Поразительная готовность, с которой Эйхман сначала в Аргентине, а потом и в Иерусалиме признавался в своих преступлениях, была рождена не столько свойственной всем преступникам склонностью к самообману, сколько духом лицемерия, который не просто пропитывал, но составлял всю атмосферу Третьего рейха. «Конечно», он участвовал в уничтожении евреев; конечно, если бы «он не обеспечивал их транспор-тировку, они бы не попали в руки палачей». «В чем, — вопрошал он, — мне "признаваться"»? Но теперь, продолжал он, он «хотел бы помириться с бывшими врагами». Сентиментальное побуждение, которое испытывал не только он, но и Гиммлер — тот высказывался в таком же духе перед концом войны, и лидер рабо-чего фронта Роберт Лей (этот, незадолго до того как покончить с собой в Нюрнберге, предлагал создать «согласительный комитет», состоящий из нацистов, ответственных за массовые убийства, и выживших евреев); в это невозможно поверить, но подобные сантименты, выраженные похожими словами, посещали в конце войны многих немцев. Это чудовищное клише не было спущено им сверху, немцы сфабриковали его самостоя-тельно, и оно было столь же далеким от реальности, как и остальные клише, по которым они жили в течение двадцати лет: легко представить себе «радостный подъем» на лице того, с чьих уст оно срывалось.

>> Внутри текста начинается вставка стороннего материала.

PR #1462, opened 2020-11-17
Add support for _typeFilter to export

LTA-Thinking:
## Description
Add support for the _typeFilter parameter when creating an export job.
[Fhir spec](https://hl7.org/fhir/uv/bulkdata/export/index.html#experimental-query-parameters)

## Testing
Manually tested. New and existing unit and e2e tests run.


src/Microsoft.Health.Fhir.Core/Features/KnownQueryParameterNames.cs
```diff
@@ -69,5 +69,9 @@ public static class KnownQueryParameterNames
         public const string AnonymizationConfigurationFileEtag = "_anonymizationConfigEtag";
 
         public const string OutputFormat = "_outputFormat";
+
+        public const string TypeFilter = "_typeFilter";
+
+        public const string IncludeAssociatedData = "includeAssociatedData";
```
Ivanidzo4ka, line 75: > public const string IncludeAssociatedData = "includeAssociatedData"; [](start = 7, length = 69)

I can't find any usage of this.

src/Microsoft.Health.Fhir.Core/Features/Operations/JobRecordProperties.cs
```diff
@@ -99,6 +99,12 @@ public static class JobRecordProperties
 
         public const string StorageAccountContainerName = "storageAccountContainerName";
 
+        public const string Filters = "filters";
+
+        public const string Filter = "filter";
```
Ivanidzo4ka, line 104: One for JobRecord, and another is for JobProgress, but what is the difference?
Also in JobProgress:
why one property is plural and other is singular?
```
      [JsonProperty(JobRecordProperties.Filter)]
        public ExportJobFilter Filter { get; private set; }

        [JsonProperty(JobRecordProperties.FinishedFilters)]
        public bool FinishedFilters { get; private set; }
```
Can this properties be distinguished by more than just a plurality (not sure it's a right word, basically on attribute of how many)

src/Microsoft.Health.Fhir.Core/Features/Search/Expressions/Parsers/SearchValueExpressionBuilderHelper.cs
```diff
@@ -271,6 +271,34 @@ void ISearchValueVisitor.Visit(TokenSearchValue token)
...
+                {
+                    // If the system is not supplied, then the token code is matched irrespective of the value of system.
+                    _outputExpression = Expression.NotContains(FieldName.TokenCode, _componentIndex, token.Code, false);
+                }
+                else if (token.System.Length == 0)
+                {
+                    // If the system is empty, then the token is matched if there is no system property.
+                    _outputExpression = Expression.And(
+                        Expression.Missing(FieldName.TokenSystem, _componentIndex),
+                        Expression.NotContains(FieldName.TokenCode, _componentIndex, token.Code, false));
```
Ivanidzo4ka, line 288: All other expression is do opposite of absence of modifier.
but not this one.
`not (a and b)` should be: `not(a) or not(b)`
but in this case it becomes: `(a) and not(b)`

shouldn't this be Expression.Or (Expression.Exist(), Expression.NotContains)?
I also surprised absence of `StringOperator.NotEquals`

src/Microsoft.Health.Fhir.Core/Features/Operations/Export/CreateExportRequestHandler.cs
```diff
@@ -77,6 +77,29 @@ public async Task<CreateExportResponse> Handle(CreateExportRequest request, Canc
...
+                    var parameterTupleList = new List<Tuple<string, string>>();
+
+                    foreach (string parameter in filterParameters)
+                    {
+                        var keyValue = parameter.Split("=");
+                        parameterTupleList.Add(new Tuple<string, string>(keyValue[0], keyValue[1]));
+                    }
+
+                    filters.Add(new ExportJobFilter(filterType, parameterTupleList));
+                }
```
Ivanidzo4ka, line 100: This looks quite complex, can it be make a separate class/method which can be unit tested?

src/Microsoft.Health.Fhir.Core/Features/Operations/Export/ExportJobTask.cs
```diff
@@ -237,8 +234,76 @@ private async Task UpdateJobRecordAsync(CancellationToken cancellationToken)
...
+                            progress.SetFilter(null);
+                        }
+                    }
+                }
+
+                progress.MarkFiltersFinished();
+                await UpdateJobRecordAsync(cancellationToken);
+            }
+
+            if (_exportJobRecord.ExportType == ExportJobType.All || !filteredResources.Contains(KnownResourceTypes.Patient))
```
Ivanidzo4ka, line 283: >Contains [](start = 87, length = 8)

nit: shouldn't this use  StringComparison.Ordinal as in loop above?

Ivanidzo4ka, line 283: >_exportJobRecord.ExportType == ExportJobType.All [](start = 16, length = 48)

Took me awhile to figure out what is going on here.
Basically you split types by having filter and not having filter, and then first run for types which have filter parameters by doing `/search/TypeA/?{filter}` and then you run `/search/?_type:not={typeA,typeB}`

src/Microsoft.Health.Fhir.Core/Features/Operations/Export/CreateExportRequestHandler.cs
```diff
@@ -77,6 +77,29 @@ public async Task<CreateExportResponse> Handle(CreateExportRequest request, Canc
...
 
+            var filters = new List<ExportJobFilter>();
+
+            if (!string.IsNullOrWhiteSpace(request.Filters))
+            {
+                var filterArray = request.Filters.Split(",");
+                foreach (string filter in filterArray)
+                {
+                    var parameterIndex = filter.IndexOf("?", StringComparison.Ordinal);
+                    var filterType = filter.Substring(0, parameterIndex);
```
Ivanidzo4ka, line 88: This can be -1, which will throw ArgumentOutOfRangeException.
This whole method need to be wrapped in try/catch and handled properly in case of bad input.

src/Microsoft.Health.Fhir.Core/Features/KnownQueryParameterNames.cs
LTA-Thinking: Sorry, left over from testing a different feature. Will remove.

src/Microsoft.Health.Fhir.Core/Features/Operations/Export/CreateExportRequestHandler.cs
LTA-Thinking: I can move this to a private method, but I don't think it should be public since it is only used here. There are some new unit tests for this code in CreateExportRequestHandlerTests.cs

src/Microsoft.Health.Fhir.Core/Features/Operations/Export/ExportJobTask.cs
LTA-Thinking: I don't know if the HashSet can take a StringComparison for its contains method. I'll look into it.

LTA-Thinking: Patient is a special case because if a Patient or Group level export is run then the first search is just for patients and then there is a compartment search for associated resources. We only want to apply filters for the first search if they relate to patient resources in that case. I'll add some comments to explain what is going on.

src/Microsoft.Health.Fhir.Core/Features/Operations/JobRecordProperties.cs
LTA-Thinking: Filters is for the entire list of filters for the job. Filter is for the filter that is currently being evaluated, so we can restart in the case of an interrupted job. FinishedFilters is a flag that indicates that all filters have been evaluated and we are now doing the search for any resources that didn't have filters.

LTA-Thinking: I'll add comments and see what I can do to change the names.

src/Microsoft.Health.Fhir.Core/Features/Search/Expressions/Parsers/SearchValueExpressionBuilderHelper.cs
LTA-Thinking: I wish there was a StringOperator.NotEquals. You're right, this should have been fully reversed, I'll fix that.

src/Microsoft.Health.Fhir.Core/Features/Operations/Export/CreateExportRequestHandler.cs
LTA-Thinking: I'm adding in a catch for a badly formatted parameter. So long as the format is correct (x?y=z) I think it should allow the input, even if it will fail the search latter on because of an invalid resource type or search parameters.

src/Microsoft.Health.Fhir.Core/Features/Search/Expressions/Parsers/SearchValueExpressionBuilderHelper.cs
Ivanidzo4ka: Actually, disregard my comment, it's valid for one dimensional case, but here you have multidimensional case for system and code.
I probably shouldn't but out of curiosity I start implementing NotEquals, and I'll try to post PR with changes within day.

---
In reply to: [526329666](https://github.com/microsoft/fhir-server/pull/1462#discussion_r526329666) [](ancestors = 526329666)

LTA-Thinking: I think your comment is still accurate for this case. For the case of not "|<code>" it is asking for if it isn't equal to the code or it has a system. Thanks for looking into the NotEquals expression.

LTA-Thinking: Replace the entire section with the new Not expression

src/Microsoft.Health.Fhir.Core/Features/Operations/Export/CreateExportRequestHandler.cs
```diff
@@ -122,5 +106,72 @@ public async Task<CreateExportResponse> Handle(CreateExportRequest request, Canc
...
+        /// <returns>A list of <see cref="ExportJobFilter"/></returns>
+        private IList<ExportJobFilter> ParseFilter(string filterString)
+        {
+            var filters = new List<ExportJobFilter>();
+
+            try
+            {
+                if (!string.IsNullOrWhiteSpace(filterString))
+                {
+                    var filterArray = filterString.Split(",");
```
namadabu, line 123: Is it possible that one of the `_typefilter` queries could contain a parameter that contains a comma separated list of values? In that case splitting using `,` would cause incorrect splitting.

LTA-Thinking: This is a good point, but I'm unsure how to handle it. The comma is specified by the [spec](https://hl7.org/fhir/uv/bulkdata/export/index.html#example-request-with-_typefilter). I could make the parsing guess at what roll the comma has based on the existence of other characters (specifically an equals sign). I'll see what I can do.

Ivanidzo4ka: I would suggest what in that case inside comma need to be escaped.
Also just to note, there is SplitByOrSeparator() extension on top of String type, would be better to use it rather than custom split function.

src/Microsoft.Health.Fhir.Core/Features/Operations/Export/ExportJobTask.cs
```diff
@@ -354,6 +416,69 @@ private async Task<IAnonymizer> CreateAnonymizerAsync(CancellationToken cancella
...
+                {
+                    foreach (var filter in _exportJobRecord.Filters)
+                    {
+                        index++;
+                        if (progress.CurrentFilter != null && filter != progress.CurrentFilter)
+                        {
+                            continue;
+                        }
+
+                        if (_exportJobRecord.ExportType == ExportJobType.All || filter.Type.Equals(KnownResourceTypes.Patient, StringComparison.Ordinal))
```
namadabu, line 441: `RunExportCompartmentSearch` is only executed for export job types `Patient` and `Group`. This check for `ExportJobType.All` is redundant.

namadabu, line 441: `RunExportCompartmentSearch` is only executed for export job types `Patient` and `Group`. This check for `ExportJobType.All` is redundant. Here and below

src/Microsoft.Health.Fhir.Core/Features/Operations/Export/Models/ExportJobFilter.cs
```diff
@@ -0,0 +1,35 @@
...
+            Parameters = parameters;
+        }
+
+        [JsonConstructor]
+        public ExportJobFilter()
+        {
+        }
+
+        [JsonProperty(JobRecordProperties.ResourceType)]
+        public string Type { get; private set; }
```
namadabu, line 30: nit: maybe rename `Type` to `ResourceType` to make it more descriptive

src/Microsoft.Health.Fhir.Core/Features/Operations/Export/ExportJobTask.cs
```diff
@@ -354,6 +416,69 @@ private async Task<IAnonymizer> CreateAnonymizerAsync(CancellationToken cancella
...
+                            await SearchCompartmentWithFilter(exportJobConfiguration, progress, filterQueryParametersList, batchIdPrefix + "-filter" + index, cancellationToken);
+                        }
+                    }
+                }
+
+                progress.MarkFiltersFinished();
+                await UpdateJobRecordAsync(cancellationToken);
+            }
+
+            if (_exportJobRecord.ExportType == ExportJobType.All || !filteredResources.Contains(KnownResourceTypes.Patient))
```
namadabu, line 461: If there are 2 filters - one for `Patient` and another for `MedicationRequest` - it looks like we will never use the `MedicationRequest` filter while searching the compartment. `!filteredResources.Contains(KnownResourceTypes.Patient)` will return true and the previous if condition runs the search only with `Patient` filters.

src/Microsoft.Health.Fhir.Core/Features/Operations/Export/ExportJobTask.cs
namadabu, line 441: Wouldn't we have already filtered for the `Patients` by the time we are here?

src/Microsoft.Health.Fhir.Core/Features/Operations/Export/ExportJobTask.cs
LTA-Thinking: Wow, this was really broken. Thank you for catching this. I'll fix this and add some new unit tests.

src/Microsoft.Health.Fhir.Core/Features/Operations/Export/ExportJobTask.cs
```diff
@@ -354,6 +418,66 @@ private async Task<IAnonymizer> CreateAnonymizerAsync(CancellationToken cancella
...
+                        index++;
+                        if (progress.CurrentFilter != null && filter != progress.CurrentFilter)
+                        {
+                            continue;
+                        }
+
+                        progress.SetFilter(filter);
+
+                        List<Tuple<string, string>> filterQueryParametersList = new List<Tuple<string, string>>(queryParametersList);
+                        filterQueryParametersList.Add(Tuple.Create(KnownQueryParameterNames.Type, filter.ResourceType));
```
namadabu, line 446: We are adding the resourceType to the query parameters here but also passing the filter.ResourceType to search below (where it gets added as a "higher" level filter). Seems like we can remove one of them.

src/Microsoft.Health.Fhir.Core/Features/Operations/Export/ExportJobTask.cs
```diff
@@ -354,6 +418,66 @@ private async Task<IAnonymizer> CreateAnonymizerAsync(CancellationToken cancella
...
+                    }
+                }
+
+                progress.MarkFiltersFinished();
+                await UpdateJobRecordAsync(cancellationToken);
+            }
+
+            foreach (var resource in filteredResources)
+            {
+                queryParametersList.Add(Tuple.Create(KnownQueryParameterNames.Type + ":not", resource));
```
namadabu, line 464: Assuming a sample request: `Patient/$export?_type=MedicationRequest&_typeFilter=MedicationRequest%3Fstatus%3Dactive`. Here we end up doing a search that has both _type=MedicationRequest and _type:not=MedicationRequest. This is an unnecessary search. Granted the export results won't be incorrect since we got the data that was requested (in the previous filtered search). But we should still avoid doing this search.

src/Microsoft.Health.Fhir.Core/Features/Operations/Export/ExportJobTask.cs
```diff
@@ -237,8 +234,78 @@ private async Task UpdateJobRecordAsync(CancellationToken cancellationToken)
...
+                        {
+                            progress.SetFilter(filter);
+
+                            List<Tuple<string, string>> filterQueryParametersList = new List<Tuple<string, string>>(queryParametersList);
+                            foreach (var param in filter.Parameters)
+                            {
+                                filterQueryParametersList.Add(param);
+                            }
+
+                            await SearchWithFilter(exportJobConfiguration, progress, filter.ResourceType, filterQueryParametersList, sharedQueryParametersList, anonymizer, "filter" + index + "-", cancellationToken);
```
namadabu, line 272: Similarly, here also we are including `_type` as part of the queryparameters (if _exportJobRecord.ResourceType != null) and passing a higher level resource type filter in `filter.ResourceType`.

src/Microsoft.Health.Fhir.Core/Features/Operations/Export/ExportJobTask.cs
```diff
@@ -237,8 +234,78 @@ private async Task UpdateJobRecordAsync(CancellationToken cancellationToken)
...
+                await UpdateJobRecordAsync(cancellationToken);
+            }
+
+            // This runs if the filteredResources doesn't contain Patient so that when a Patient or Group export is run it will run a full search of Patients.
+            // If Patients was filtered the search would already have been run above.
+            if (_exportJobRecord.ExportType == ExportJobType.All || !filteredResources.Contains(KnownResourceTypes.Patient))
+            {
+                foreach (var resource in filteredResources)
+                {
+                    queryParametersList.Add(Tuple.Create(KnownQueryParameterNames.Type + ":not", resource));
```
namadabu, line 289: I am wondering whether the following might be easier to do compared to using `:not`. After running all the searches for the filtered resources, we can then run a single search for the rest of the resource types present in `_type`. That would mean we will have to parse the `_type` parameter values, compare with `filteredResources` (which we already have) and remove the common ones. We would get two advantages though:
1. No potential empty searches (if _type=MedicationRequest&_typeFilter=MedicationRequest%3Fstatus%3Dactive)
2. Should work for SQL as well since we don't have to use the `:not` modifier

src/Microsoft.Health.Fhir.Api/Features/Filters/ValidateExportRequestFilterAttribute.cs
```diff
@@ -45,6 +45,7 @@ public ValidateExportRequestFilterAttribute()
                 KnownQueryParameterNames.Type,
                 KnownQueryParameterNames.Container,
                 KnownQueryParameterNames.Format,
+                KnownQueryParameterNames.TypeFilter,
```
namadabu, line 48: Do we want to validate that when `TypeFilter` is present, `Type` should also be part of the query parameters?

src/Microsoft.Health.Fhir.Core/Features/Operations/Export/ExportJobTask.cs
```diff
@@ -237,8 +234,78 @@ private async Task UpdateJobRecordAsync(CancellationToken cancellationToken)
...
+            {
+                foreach (var filter in _exportJobRecord.Filters)
+                {
+                    filteredResources.Add(filter.ResourceType);
+                }
+            }
+
             IAnonymizer anonymizer = IsAnonymizedExportJob() ? await CreateAnonymizerAsync(cancellationToken) : null;
 
+            if (!progress.RunFilteredSearches)
```
namadabu, line 248: nit: The name `RunFilteredSearches` seems to convey that we should run filtered searches when it is `true`. But we do the opposite here :). Do you think renaming it to `FilteredSearchesComplete` or something similar can be better?

src/Microsoft.Health.Fhir.Core/Features/Operations/Export/Models/ExportJobProgress.cs
```diff
@@ -10,12 +10,15 @@ namespace Microsoft.Health.Fhir.Core.Features.Operations.Export.Models
...
-        public ExportJobProgress(string continuationToken, uint page, string resourceId = null, ExportJobProgress subSearch = null)
+        public ExportJobProgress(string continuationToken, uint page, string resourceId = null, ExportJobProgress subSearch = null, ExportJobFilter filter = null)
         {
             ContinuationToken = continuationToken;
             Page = page;
             TriggeringResourceId = resourceId;
             SubSearch = subSearch;
+            CurrentFilter = filter;
+
+            RunFilteredSearches = false;
```
namadabu, line 21: Can we set `RunFilteredSearches = true` if `filter == null`? This we can avoid the initial check in `ExportJobTask` `if (!progress.RunFilteredSearches)` where we have to do an extra `UpdateJobRecordAsync` to set this to `true`. This way we can avoid the update call for requests that do not have any filters.

src/Microsoft.Health.Fhir.Core/Features/Operations/Export/ExportJobTask.cs
LTA-Thinking: Here I think it is needed. By my reading of the spec if the user enters the _type parameter and _typeFilter parameter the _type can override the _typeFiler. So if they have `_type=Observation&_typeFilter=MedicationRequest%3Fstatus%3Dactive` no MedicationRequests will be returned because the _type parameter isn't set to return any.

src/Microsoft.Health.Fhir.Core/Features/Operations/Export/ExportJobTask.cs
LTA-Thinking: The issue I see is that the user isn't required to have the _type parameter if they have _typeFilter. I wish we didn't need `:not` since this story can't finish until `:not` is implemented.

src/Microsoft.Health.Fhir.Api/Features/Filters/ValidateExportRequestFilterAttribute.cs
LTA-Thinking: The spec doesn't state that `Type` is required if `TypeFilter` is present. In theory you could have `TypeFilter` without `Type`.

src/Microsoft.Health.Fhir.Core/Features/Operations/Export/ExportJobTask.cs
namadabu: I agree that `_type` overrides whatever is in `_typefilter`. But I also feel that ideally we shouldn't execute the above query since it's a no-op.

src/Microsoft.Health.Fhir.Core/Features/Operations/Export/ExportJobTask.cs
```diff
@@ -227,25 +228,97 @@ private async Task UpdateJobRecordAsync(CancellationToken cancellationToken)
...
+                            List<Tuple<string, string>> filterQueryParametersList = new List<Tuple<string, string>>(queryParametersList);
+                            foreach (var param in filter.Parameters)
+                            {
+                                filterQueryParametersList.Add(param);
+                            }
+
+                            await SearchWithFilter(exportJobConfiguration, progress, filter.ResourceType, filterQueryParametersList, sharedQueryParametersList, anonymizer, "filter" + index + "-", cancellationToken);
+
+                            progress.SetFilter(null);
+                            await UpdateJobRecordAsync(cancellationToken);
```
namadabu, line 278: If the worker crashes and we have to restart export from this state, `progress.CurrentFilter` will be `null`. This means we will end up re-processing all the filters that we had already completed. We should maybe have a different way of tracking completed filters. Could be a different list or remove from existing list?

src/Microsoft.Health.Fhir.Core/Features/Operations/Export/ExportJobTask.cs
```diff
@@ -227,25 +228,97 @@ private async Task UpdateJobRecordAsync(CancellationToken cancellationToken)
...
+            {
+                if (_exportJobRecord.ExportType == ExportJobType.Patient)
+                {
+                    queryParametersList.Add(Tuple.Create(KnownQueryParameterNames.Type, KnownResourceTypes.Patient));
+                }
+                else if (_exportJobRecord.ExportType == ExportJobType.All && requestedResourceTypes != null)
+                {
+                    foreach (var resource in requestedResourceTypes)
+                    {
+                        if (!filteredResources.Contains(resource.ToUpper(CultureInfo.InvariantCulture)))
```
namadabu, line 299: >ToUpper [](start = 65, length = 7)

Curious why we are doing `ToUpper()` here

src/Microsoft.Health.Fhir.Core/Features/Operations/Export/ExportJobTask.cs
```diff
@@ -227,25 +228,97 @@ private async Task UpdateJobRecordAsync(CancellationToken cancellationToken)
...
 
-            if (_exportJobRecord.ExportType == ExportJobType.Patient)
+            var requestedResourceTypes = _exportJobRecord.ResourceType?.Split(',');
+            var filteredResources = new HashSet<string>();
+            if (_exportJobRecord.Filters != null)
             {
-                queryParametersList.Add(Tuple.Create(KnownQueryParameterNames.Type, KnownResourceTypes.Patient));
+                foreach (var filter in _exportJobRecord.Filters)
+                {
+                    filteredResources.Add(filter.ResourceType.ToUpper(CultureInfo.InvariantCulture));
```
namadabu, line 243: >ToUpper [](start = 62, length = 7)

Curious why we are doing ToUpper() here

src/Microsoft.Health.Fhir.Core/Features/Operations/Export/ExportJobTask.cs
```diff
@@ -227,25 +228,97 @@ private async Task UpdateJobRecordAsync(CancellationToken cancellationToken)
...
             }
-            else if (_exportJobRecord.ExportType == ExportJobType.All && !string.IsNullOrEmpty(_exportJobRecord.ResourceType))
+
+            IAnonymizer anonymizer = IsAnonymizedExportJob() ? await CreateAnonymizerAsync(cancellationToken) : null;
+
+            if (!progress.FilteredSearchesComplete)
             {
-                queryParametersList.Add(Tuple.Create(KnownQueryParameterNames.Type, _exportJobRecord.ResourceType));
+                var index = -1;
+                if (_exportJobRecord.Filters != null)
```
namadabu, line 252: nit: Can we flip the if condition checks? Since `progress.FilteredSearchesComplete` is `false `by default, we will call `UpdateJobRecordAsync` in order to mark that we have completed filtered searches. If we check for `_exportJobRecord.Filters != null` first, we could avoid that.

src/Microsoft.Health.Fhir.Core/Features/Operations/Export/ExportJobTask.cs
LTA-Thinking: It was to avoid issues with users entering the resource type in different cases. I would use StringComparison but the List Contains method doesn't allow you to pass one so I need to convert them to a consistent case.

src/Microsoft.Health.Fhir.Core/Features/Operations/Export/ExportJobTask.cs
LTA-Thinking: Yea, this method just keeps having holes. I'll make a list of completed filters since each progress record needs its own list.

src/Microsoft.Health.Fhir.Core/Features/Operations/Export/ExportJobTask.cs
namadabu: There is an option to set the comparer when instantiating the HashSet. Using that we should be able to avoid the `ToUpper()` conversions `var filteredResources = new HashSet<string>(StringComparer.OrdinalIgnoreCase)`

---
In reply to: [537724269](https://github.com/microsoft/fhir-server/pull/1462#discussion_r537724269) [](ancestors = 537724269)

src/Microsoft.Health.Fhir.Core/Features/Operations/Export/ExportJobTask.cs
```diff
@@ -227,25 +228,109 @@ private async Task UpdateJobRecordAsync(CancellationToken cancellationToken)
...
+
+            // The unfiltered search should be run if there were no filters specified, there were types requested that didn't have filters for them, or if a Patient/Group level export didn't have filters for Patients.
+            // Examples:
+            // If a patient/group export job with type and type filters is run, but patients aren't in the types requested, the search should be run here but no patients printed to the output
+            // If a patient/group export job with type and type filters is run, and patients are in the types requested and filtered, the search should not be run as patients were searched above
+            // If an export job with type and type filters is run, the search should not be run if all the types were searched above.
+            if (_exportJobRecord.Filters == null ||
+                _exportJobRecord.Filters.Count == 0 ||
+                (_exportJobRecord.ExportType == ExportJobType.All &&
+                !requestedResourceTypes.All(resourceType => filteredResources.Contains(resourceType.ToUpper(CultureInfo.InvariantCulture)))) ||
```
namadabu, line 277: >!requestedResourceTypes.All [](start = 16, length = 27)

Should we check whether `requestedResourceTypes` can be null here?

src/Microsoft.Health.Fhir.Core/Features/Operations/Export/ExportJobTask.cs
```diff
@@ -227,25 +228,109 @@ private async Task UpdateJobRecordAsync(CancellationToken cancellationToken)
...
+                        await ProcessFilter(exportJobConfiguration, progress, queryParametersList, sharedQueryParametersList, anonymizer, "filter", cancellationToken);
+                    }
+                }
+            }
+
+            // The unfiltered search should be run if there were no filters specified, there were types requested that didn't have filters for them, or if a Patient/Group level export didn't have filters for Patients.
+            // Examples:
+            // If a patient/group export job with type and type filters is run, but patients aren't in the types requested, the search should be run here but no patients printed to the output
+            // If a patient/group export job with type and type filters is run, and patients are in the types requested and filtered, the search should not be run as patients were searched above
+            // If an export job with type and type filters is run, the search should not be run if all the types were searched above.
```
namadabu, line 273: These comments are very helpful :)

src/Microsoft.Health.Fhir.Core/Features/Operations/Export/ExportJobTask.cs
```diff
@@ -348,20 +433,88 @@ private async Task<IAnonymizer> CreateAnonymizerAsync(CancellationToken cancella
...
+            if (_exportJobRecord.Filters != null && _exportJobRecord.Filters.Any(filter => !progress.CompletedFilters.Contains(filter)))
+            {
+                foreach (var filter in _exportJobRecord.Filters)
+                {
+                    if (!progress.CompletedFilters.Contains(filter) &&
+                        requestedResourceTypes != null &&
+                        requestedResourceTypes.Contains(filter.ResourceType, StringComparison.OrdinalIgnoreCase))
+                    {
+                        progress.SetFilter(filter);
+                        await ProcessFilterForCompartment(exportJobConfiguration, progress, queryParametersList, batchIdPrefix + "-filter", cancellationToken);
```
namadabu, line 466: >batchIdPrefix + "-filter" [](start = 113, length = 25)

Should this change per filter?

src/Microsoft.Health.Fhir.Core/Features/Operations/Export/ExportJobTask.cs
```diff
@@ -348,20 +433,88 @@ private async Task<IAnonymizer> CreateAnonymizerAsync(CancellationToken cancella
...
+                    }
+                }
+            }
+
+            if (_exportJobRecord.Filters == null ||
+                _exportJobRecord.Filters.Count == 0 ||
+                !requestedResourceTypes.All(resourceType => filteredResources.Contains(resourceType.ToUpper(CultureInfo.InvariantCulture))))
```
namadabu, line 473: >!requestedResourceTypes.All [](start = 16, length = 27)

Should we check whether `requestedResourceTypes` can be null here?

src/Microsoft.Health.Fhir.Core/Features/Operations/Export/ExportJobTask.cs
```diff
@@ -348,20 +433,88 @@ private async Task<IAnonymizer> CreateAnonymizerAsync(CancellationToken cancella
...
+                }
+            }
+
+            if (progress.CurrentFilter != null)
             {
-                queryParametersList.Add(Tuple.Create(KnownQueryParameterNames.Type, _exportJobRecord.ResourceType));
+                await ProcessFilterForCompartment(exportJobConfiguration, progress, queryParametersList, batchIdPrefix + "-filter", cancellationToken);
             }
 
+            if (_exportJobRecord.Filters != null && _exportJobRecord.Filters.Any(filter => !progress.CompletedFilters.Contains(filter)))
```
namadabu, line 457: >&& _exportJobRecord.Filters.Any(filter => !progress.CompletedFilters.Contains(filter)) [](start = 49, length = 86)

nit: It seems like we are checking for the same condition in the for-each loop below. Can we remove this check (since functionality will not change) in order to avoid looping through the filters twice?

src/Microsoft.Health.Fhir.Core/Features/Operations/Export/CreateExportRequestHandler.cs
namadabu: Bumping up this thread to see whether we are planning to handle this @LTA-Thinking

src/Microsoft.Health.Fhir.Core/Features/Operations/Export/ExportJobTask.cs
LTA-Thinking: It does inside the ProcessFilter method. It adds the index of the filter to the batch id.

src/Microsoft.Health.Fhir.Core/Features/Operations/Export/ExportJobTask.cs
LTA-Thinking: Added exception check

src/Microsoft.Health.Fhir.Core/Features/Operations/Export/CreateExportRequestHandler.cs
LTA-Thinking: Thanks for the reminder, I'll take a look.

src/Microsoft.Health.Fhir.Core/Features/Operations/Export/ExportJobTask.cs
namadabu: Ah okay. Agreed. I was confused because we have a `requestedResourceTypes != null` check below.

---
In reply to: [541091271](https://github.com/microsoft/fhir-server/pull/1462#discussion_r541091271) [](ancestors = 541091271)

namadabu (approved):
:shipit:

Мозг Эйхмана был переполнен такого рода сентенциями до самого края. Память его по части разного рода событий была крайне ненадежной: однажды судья Ландау, выйдя из себя (обычно он такого себе не позволял), воскликнул: «Так что вы можете вспомнить?!» (если уж вы не помните дискуссию на так называемой Ванзейской конференции, на которой обсуждались различные методики убийств), — как и следовало ожидать, Эйхман ответил, что хорошо помнит поворотные пункты своей карьеры, которые не обязательно совпадали с поворотными пунктами в процессе уничтожения евреев или с поворотными пунктами самой истории. (Он всегда с трудом припоминал дату начала войны или нападения на Россию.) Но при этом следует отметить, что он не забыл ни одной из сентенций, которые в разное время дарили ему «радостный подъем». Поэтому когда во время перекрестных допросов судьи пытались достучаться до его совести, они каждый раз натыкались на этот самый «подъем», и неудивительно, что они сначала растерялись, а затемм разозлились, когда поняли, что в распоряжении обвиняемого имеется разнообразнейший набор клише на каждый момент его жизни и на каждый вид деятельности. Для него, для сю сознания никаких противоречий между фразой «Я сойду в могилу, смеясь», которую он твердил в конце войны, и фразой, которую он твердил теперь — «Я готов повеситься публично в назидание всем живущим на земле антисемитам», — не было: обе он произносил с одинаковым «подъемом».